Hello. I suffered a very out of the blue breakup months ago, and it still is effecting me today. My boyfriend and I were very close, and had just recently bought a pet together and were making plans to move in together the week we broke up. I woke up one morning to him throwing up, telling me that we needed to break up. He cried hysterically,ran around my house, called all of our friends and even my parents and sobbed "It's over,it's over". He also rolled on the floor hysterically and told me we can't speak again. It was quite a shock to me, given how his attitude never changed. There were no signs that he had lost interest. I found out later that his friends had pressured him to not be in such a serious relationship at such a young age.

 

I was his first serious relationship, and also,convenietly,the relationship he seemed to get over the quickest.
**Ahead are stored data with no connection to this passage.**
PR #164783, opened 2025-10-06
Refactor memory estimator to use node storages, add test

eellison:
* #164945
* #164944
* __->__ #164783
* #164738

- Update the Memory Estimator to use node storages for analysis, which simplifies book keeping, as opposed to manually looking at operator schema. This will also allow me to reuse this component elsewhere.

- Factor out into separate class, so that this same logic can be used  in scheduling (node allocations / aliasing / uses)

- Adds Tests for correctness - right now only on fwd/bwd by itself, not with both.


torch/_inductor/fx_passes/memory_estimator.py
```diff
@@ -1,271 +1,221 @@
...
-        Args:
-        - nodes (list[fx.Node]): A list of nodes from the FX graph, ordered
-          in execution order.
-        - alias_info (AliasInfo): An instance of AliasInfo containing aliasing
-          relationships between nodes in the graph.
+    for node in itertools.chain(
+        graph.find_nodes(op="placeholder"), graph.find_nodes(op="get_attr")
+    ):
+        for storage_key in alias_info.get_fresh_allocations(node):
+            if storage_key.device.type != "cpu":
```
ruisizhang123: can we reuse `device_filter` instead of hardcode "cpu"?

torch/_inductor/fx_passes/memory_estimator.py
```diff
@@ -274,77 +224,61 @@ def get_fwd_bwd_interactions(
...
-        Returns:
-        - list[fx.Node]: A list of nodes in the output of the graph.
-        """
-        output_node = list(graph.nodes)[-1]
-        assert output_node.op == "output"
-        nodes_in_output: OrderedSet[fx.Node] = OrderedSet()
+    # Identify storages allocated by primal placeholder nodes
+    primal_storages: OrderedSet[StorageKey] = OrderedSet()
+    for node in fwd_graph.find_nodes(op="placeholder"):
+        if node.name.startswith("primals"):
```
ruisizhang123, line 250: curious: is it possible to check the input node names (which are primals) instead of hard-code "primals" in node.name strings here? Not sure if this hard-code would be very fragile to changes in graph inputs.

torch/_inductor/fx_passes/memory_estimator.py
```diff
@@ -1,271 +1,221 @@
...
+
+    def get_fresh_allocations(self, node: fx.Node) -> OrderedSet[StorageKey]:
+        """Get all fresh storage allocations by this node (not views/aliases)."""
+        return self.node_to_fresh_allocations[node]
+
+    def get_storage_uses(self, node: fx.Node) -> OrderedSet[StorageKey]:
+        """Get all storages that this node uses as inputs."""
+        return self.node_to_storage_uses[node]
+
+    def get_storages_last_used_at(
```
ruisizhang123: should be `get_storages_last_used`?

ruisizhang123 (approved):
LGTM, thanks!

eellison:
cc @karthickai could be relevant for you

PR #665, opened 2022-01-06
Add namespace to test accountpool CR

sam-nguyen7:
When running  "make deploy-cluster" the accountpool CR in hack/files/aws.managed.openshift.io_v1alpha1_zero_size_accountpool.yaml is getting deployed to the default namespace. This PR fixes that by adding in the namespace field in the metadata


NautiluX (commented):
/lgtm

PR #670, opened 2022-02-09
Scripts out Deployment Validation

iamkirkbater:
Currently tests both `non-ccs` and `ccs` cluster creation using OCM.

This script assumes you're already logged into whatever OCM environment you are attempting to test.

This script also assumes you have a valid set of credentials for an IAM User: `osdCCSAdmin` in your `~/.aws/credentials` file (you pass the profile name in as the parameter).

Example:

```
$ cat ~/.aws/credentials
[osd-staging-2-ccsadmin]
aws_access_key_id = myaccesskeyid
aws_secret_access_key_id = mysecretaccesskeyid
```

Given the above file, you would call the script as such: `./hack/scripts/validate_deployment.sh -p osd-staging-2-ccsadmin`

This script runs the creation in parallel, allowing you to run the script and just wait for the output to finish.  The script also only waits for the cluster to move from `pending` to `installing` as once the cluster is `installing` the work of AWS Account Operator is complete.

Future work: Script out STS creation.

### DIFF
--- a/hack/scripts/validate_deployment.sh
+++ b/hack/scripts/validate_deployment.sh
@@ -1,0 +1,280 @@
+#!/bin/bash
+
+usage() {
+  cat <<EOF
+  usage: $0 [ OPTIONS ]
+
+  validate_deployment.sh will create a cluster using OCM in each of 'non-ccs' and 'ccs' types. This script should be used to test aws-account-operator deployments, and should be run after new pods are deployed to the different environments.
+
+  This script assumes that you are already logged into an OCM environment, and that you have a set of osdCcsAdmin credentials in your ~/.aws/credentials directory for the account you want to create a CCS cluster in.
+  Options
+  -e  --environment  Which OCM environment to run tests against
+  -h  --help         Show this message and exit
+  -p  --profile      Which AWS Profile should we use?
+EOF
+}
+
+# Ensure there's a parameter passed in
+if [ $# -lt 2 ]; then
+  usage
+  exit 1
+fi
+
+while [ "$1" != "" ]; do
+  case "$1" in
+    -e | --env | --environment) OCM_ENVIRONMENT=$2
+                                shift
+                                ;;
+    -h | --help )           usage
+                            exit 0
+                            ;;
+    -p | --profile )        PROFILE=$2
+                            shift
+                            ;;
+
+    * ) echo "Unexpected parameter $1"
+        usage
+        exit 1
+  esac
+  shift
+done
+
+export YELLOW="\033[33m"
+export RED="\033[31m"
+export GREEN="\033[32m"
+export RESET="\033[0m"
+
+export BULLET="\xe2\x97\x89"
+export ARROW="\xe2\x96\xb8"
+export PENDING="${YELLOW}${ARROW}${RESET}"
+export ERROR="${RED}!!${RESET}"
+export SUCCESS="${GREEN}${BULLET}${RESET}"
+
+## Define all functions, scroll to the bottom for the entrypoint of the script
+
+run_test()
+{
+  local TEST_NAME=$1
+  local TEST_CASE=$2
+  local DATETIME=$(date +%m%d)
+
+  case $TEST_NAME in
+    non-ccs)
+      local CLUSTER_NAME="aao-$DATETIME"
+      echo -e "$PENDING Creating Non-CCS Cluster $CLUSTER_NAME"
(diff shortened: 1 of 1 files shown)


hack/scripts/validate_deployment.sh
```diff
@@ -0,0 +1,276 @@
...
+  # Set the timeout to be 900 seconds, or 15m
+  local CREATE_TIMEOUT=900
+  local DELETE_TIMEOUT=900
+  
+  # Check Interval is how long between checks we go, in seconds
+  local CHECK_INTERVAL=5
+  
+  install_wait_loop $CLUSTER_ID $CREATE_TIMEOUT $CHECK_INTERVAL
+
+  ocm delete cluster $CLUSTER_ID
```
macgregor, line 188: how paranoid do we want to be about ensuring tests clean up after themselves? You may want to consider using a trap (https://www.linuxjournal.com/content/bash-trap-command) to ensure clean up happens even in script failure scenarios. That may require more engineering than is necessary though.

macgregor (changes requested):
looks pretty good so far. few questions/asks

hack/scripts/validate_deployment.sh
iamkirkbater: Yeah, I was thinking about that, but then like you mentioned the engineering into that started to yak-shave.

Like, I could add the trap, but then I'd need to know whether or not the clusters are initiating already or not and then clean it up.  And then catch it in the subprocesses, and ignore it in the delete wait loop, so I just opted out of doing it at all.

It might be worth adding a simple trap though that just lets you know that depending on the state of each thread you might have to manually clean something up.

hack/scripts/validate_deployment.sh
```diff
@@ -0,0 +1,280 @@
...
+      local CLUSTER_NAME="aao-$DATETIME"
+      echo -e "$PENDING Creating Non-CCS Cluster $CLUSTER_NAME"
+      OCM_CREATE=$(ocm create cluster --region us-east-1 $CLUSTER_NAME)
+      if [[ $? -ne 0 ]]; then
+        echo -e "$ERROR $TEST_NAME failed.  Unable to create cluster."
+        exit 1
+      fi
+
+      # get the cluster ID from the OCM output
+      local CLUSTER_ID=$(echo $OCM_CREATE | grep '^ID:' | awk '{print $2}')
```
georgettica, line 72: created an ocm-cli issue to make this less janky https://github.com/openshift-online/ocm-cli/issues/383

hack/scripts/validate_deployment.sh
```diff
@@ -0,0 +1,280 @@
...
+    ccs)
+      local CLUSTER_NAME="aao-ccs-$DATETIME"
+      echo -e "$PENDING Creating CCS Cluster $CLUSTER_NAME"
+      eval $(get_aws_credentials)
+
+      echo -e "$PENDING Getting AWS Account Info from Profile"
+      ACCOUNT=$(aws sts get-caller-identity | jq -r .Account)
+      echo -e "$PENDING AWS Account $ACCOUNT info collected."
+
+      OCM_CREATE=$(ocm create cluster --region us-east-1 --ccs --aws-access-key-id $AWS_ACCESS_KEY_ID --aws-secret-access-key $AWS_SECRET_ACCESS_KEY --aws-account-id $ACCOUNT $CLUSTER_NAME)
```
georgettica, line 87: that is a very nice way to create a CCS cluster. I hope there is something similar to GCP as well @rafael-azevedo

hack/scripts/validate_deployment.sh
```diff
@@ -0,0 +1,280 @@
...
+  local CLUSTER_ID=$1
+  local TIMEOUT=$2
+  local CHECK_INTERVAL=$3
+  # Loop 
+  while true; do
+    sleep $CHECK_INTERVAL
+    TIMEOUT=$(( TIMEOUT - CHECK_INTERVAL ))
+    local STATUS=$(ocm get /api/clusters_mgmt/v1/clusters/$CLUSTER_ID/status | jq -r .state)
+    if [[ $STATUS == "installing" ]]; then
+      echo -e "$SUCCESS $TEST_NAME has passed. Beginning Cleanup..."
```
georgettica, line 123: maybe split this into 2:
so the echo here will just note the test has passed

and the begin cleanup will be higher in the stack?

dastergon:
@iamkirkbater is there anything blocking this PR?

PR #671, opened 2022-02-10
naming the ec2 test instance that is created in each aws region

macgregor:
Closes [OSD-7011](https://issues.redhat.com/browse/OSD-7011) - provide a name for the AWS ec2 region test instances.

### DIFF
--- a/pkg/awsclient/tags.go
+++ b/pkg/awsclient/tags.go
@@ -42,6 +42,10 @@ func (t *AWSAccountOperatorTags) GetEC2Tags() []*ec2.Tag {
 	for _, tag := range t.Tags {
 		tags = append(tags, &ec2.Tag{Key: aws.String(tag.Key), Value: aws.String(tag.Value)})
 	}
+
+	//make sure the ec2 instance has a descriptive name to avoid customer confusion
+	tags = append(tags, &ec2.Tag{Key: aws.String("Name"), Value: aws.String("red-hat-region-init")})
+
 	return tags
 }
 


fahlmant:
Please provide a description and a jira ticket reference

pkg/awsclient/tags.go
```diff
@@ -42,6 +42,10 @@ func (t *AWSAccountOperatorTags) GetEC2Tags() []*ec2.Tag {
 	for _, tag := range t.Tags {
 		tags = append(tags, &ec2.Tag{Key: aws.String(tag.Key), Value: aws.String(tag.Value)})
 	}
+
+	//make sure the ec2 instance has a descriptive name to avoid customer confusion
+	tags = append(tags, &ec2.Tag{Key: aws.String("Name"), Value: aws.String("red-hat-region-init")})
```
fahlmant, line 47: The following tag also needs to be added: `red-hat-managed: true`

gregsheremeta: what does `red-hat-managed` have to do with OSD-7011? Should that be a separate card and PR, or is there some relation to this change?

fahlmant: I discussed with the v1alpha1 team aligning all tags across the verifier and the aws-account-operator with OSD-7011 as the card I saw adding tags to the operator. I assumed OSD-7011 had been updated with the need for this tag, but it wasn't. As it stands now, you're right, 7011 doesn't mention this tag.

gregsheremeta: suggest opening a new PR for `red-hat-managed: true`. I opened:
[OSD-9949] Add the `red-hat-managed: true` tag to AAO-created EC2 instances

gregsheremeta:
lgtm, as long as y'all are ok with hardcoding magic strings wherever :)

macgregor:
> Please provide a description and a jira ticket reference
The jira number is in the branch name and the description is the same as the branch name, the MR title and the code comment with the change. Figured the description was pretty redundant, but I added it.

iamkirkbater:
> jira number is in the branch name

I wish the bot that links JIRA tickets to these PRs made that connection :(  Until then, though, we have to keep adding it to the description.

fahlmant:
The PRs here are public, however the jira cards not always so. Providing a description is necessary because not everyone knows or can see the context behind the change. There's also not always going to be a jira behind a change, so adding a description is a good regular practice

With his last girlfriend, who he had a very tumultuous relationship with, and wasn't very close to,he met up with her later to explain the breakup. With me,he told a mutual friend he can not call me or see me in person because he doesn't want to cave on his decision. It hurt a lot to see someone who was so caring-almost obsessively so- when we were together not give a second thought to you after. He became a different person overnight. He was cold and refused to speak to anyone about the breakup.

 

He even started dating quickly too, which shocked his family and friends. He met an exchange student from Russia,who will be returning home soon anyway. Even though the chances of this relationship going anywhere is slim, it is still very hurtful to see how he moved on within a week. With the other girlfriends, he took 5-6 months before he believed he was ready to date again. His best friend told me it was almost like he was suppressing the incident as if it was something traumatic.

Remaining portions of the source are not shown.